Each action has preconditions. For example, “click create repository” is valid only if required fields are filled. The terminal state is reached only when the repository exists with the required properties.

The resulting trajectory is not merely a recording. It is a verified path through a state graph, replayed in a browser and checked for execution correctness.

That is the difference between demonstration data and verifiable interaction data.

What AutoWebWorld Does Not Claim

The paper is careful about the scope of the contribution.

AutoWebWorld does not claim that synthetic websites perfectly match real websites. It also does not remove the need for real-world evaluation. The paper still evaluates on WebVoyager and Online-Mind2Web to test transfer.

The method also depends on the quality of the generated FSM and generated website. If the FSM is too simple, the environment may not train useful behavior. If the generated website does not match the FSM, trajectories must be filtered out. The paper addresses this through validation and replay-based filtering, but environment quality remains a central factor.

The strongest claim is narrower and more useful: if synthetic web environments are generated from explicit state machines and verified through execution, they can produce low-cost training data that improves real-world GUI agents.
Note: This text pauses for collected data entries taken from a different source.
PR #98, opened 2021-08-31
Add scalebar to viewer

broadwell:
Feedback requested. It's been bothering me that there's really no context in the app to indicate how big or small the rolls are, other than the scan reference card way at the end of the ribbon. This is just an ES6-ified version of the NIST's [OpenSeadragon scalebar](https://github.com/usnistgov/OpenSeadragonScalebar), and it can be dropped in with a minimum of fuss.

Something a bit more ruler-like in appearance and function might be preferable, but this works well enough for me. It has the option of displaying metric units, but if we'll also be exposing the speed and acceleration rates in feet, then perhaps we should stick with imperial (or better yet, allow for selecting one or the other).

### DIFF
--- a/.eslintignore
+++ b/.eslintignore
@@ -1,1 +1,2 @@
 src/tonejs-piano.js
+src/scalebar.js
--- a/src/components/RollViewer.svelte
+++ b/src/components/RollViewer.svelte
@@ -86,12 +86,7 @@
   import { onMount } from "svelte";
   import { fade } from "svelte/transition";
   import OpenSeadragon from "openseadragon";
-  import {
-    Scalebar,
-    ScalebarType,
-    ScalebarLocation,
-    ScalebarSizeAndTextRenderer,
-  } from "../scalebar";
+  import { Scalebar } from "../scalebar";
   import {
     rollMetadata,
     scrollDownwards,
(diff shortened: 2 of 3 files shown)


broadwell:
Suggestions for improved styling would be great, too, if this implementation is generally acceptable.

simonwiles:
I think this is a great idea.  I'm happy to have a crack at styling it up a bit. 

I sort of feel like this is a bit of an ott approach, though, if I'm not being too much of a pain.  Ours is a pretty simple case -- could we just use something like this: https://github.com/sul-cidr/pianolatron/commit/6a10f8edb12aafd1557b51107f1ce947d3474396 ?  (styling still to come, of course...)

> It has the option of displaying metric units, but if we'll also be exposing the speed and acceleration rates in feet, then perhaps we should stick with imperial (or better yet, allow for selecting one or the other).

I've had in mind a metric/US conversion button somewhere -- US by default, but with the option to check a box and have all the appropriate places converted.  Doesn't seem like too much work.

simonwiles:
Lol at the bug whereby zooming out with the mouse wheel is never capped:

image

I think if I've zoomed out to 500,000 miles, I may have gone too far...

 (Fixed in the branch referenced above, can be cherry-picked easily onto another branch as desired.)

simonwiles:
The scale bar could be added to the "legend" panel too, tbh -- partly so as to be able to turn it on and off without the need for yet another checkbox.

broadwell:
Yeah, I'd be fine with using `alt-scalebar` instead (with a bit more styling). We'll be out of luck if we find ourselves working with a planetary-sized piano roll, however.

I also just kinda wanted to update the NIST scalebar because I've encountered it in a few different OSD/Mirador-related contexts over the years, and it has always bothered me that there isn't a more up-to-date standard scalebar implementation. Oh well.

I'm having some trouble envisioning how the bar would fit into the legend panel, however, although I agree it's preferable to minimize the number of checkboxes.

broadwell:
Closed in favor of #100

From Paper to System Design

AutoWebWorld points to several system design lessons.

1. Verification should be built into the environment

External judges are useful, but they are not enough. For training data, correctness should be defined by the environment whenever possible.

2. Synthetic data needs structure

Synthetic webpages alone are insufficient. The important part is the state-transition model behind them.

3. Long-horizon behavior requires state tracking

Agents fail when they lose track of intermediate decisions. FSM-defined environments force trajectories to preserve state across many steps.

4. Browser execution should remain part of validation

A symbolic trajectory may be valid but still fail in the rendered interface. AutoWebWorld’s replay-and-filter stage is necessary because agents ultimately act in the GUI, not in the FSM.

5. Training data should connect planning and grounding

The results show that both trajectory-level navigation and coordinate-level grounding matter. A practical GUI agent needs both.

Conclusion

AutoWebWorld addresses a central bottleneck in web agent training: the lack of scalable, verifiable interaction data.

By generating web environments from finite state machines, it makes internal state, action validity, and task success explicit. By searching the FSM and replaying trajectories in the browser, it produces interaction data that is both symbolically valid and executable.

The reported results show that this data transfers to real-world web navigation and grounding benchmarks. More importantly, the paper provides a clear method for scaling GUI agent training without relying entirely on costly human demonstrations or inconsistent external verifiers.

For product agents, the lesson is direct. Reliable execution requires reliable training signals. AutoWebWorld shows how to build those signals into the environment itself.